賈母和王夫人進來時,抱琴便在一旁勸着元春吃東西,見她們來了,抱琴放下碗勺,跪下求王夫人和賈母勸勸元春,好歹用些湯藥。
賈母讓抱琴帶着衆人退下去了,王夫人一邊掉着淚,一邊端起了湯藥,親自餵給元春吃。元春本是不願意吃的,但見送過來的人是王夫人,便也流着淚,慢慢的吃了。只是一邊吃,一邊默默的流着淚,王夫人和賈母心內傷感,也陪着不停的流淚。
一碗藥用完了,賈母便讓王夫人給元春拭淚:“娘娘,事已至此,多想也無用,好歹要保重身體啊。”

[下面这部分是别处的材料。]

PR #5892, opened 2026-03-12
test: add integration test for VACUUM INTO on encrypted databases #5851

### LINKED ISSUE #5851: `VACUUM INTO` with encryption
When an encrypted db is opened and does vacuum into, we should get an unencrypted db as out. Currently, we don't have any tests for this behaviour.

元春聽到賈母如此說,再也忍不住“哇”的一聲,痛哭出來,她伏在王夫人的懷裡哭的天昏地暗:“老祖宗,太太,我……我的皇兒……我的皇兒沒了,他沒了啊……。”
王夫人摟着元春跟着痛哭道:“我可憐的元兒啊……”
賈母嘆息着,也只好讓她們緩一陣再說。
好容易兩人止了哭,賈母道:“娘娘,你也別太難過了,只要調養好身子,將來孩子還會再有的。”
元春連連搖頭道:“不會再有的……不會再有了……不會再有了……”。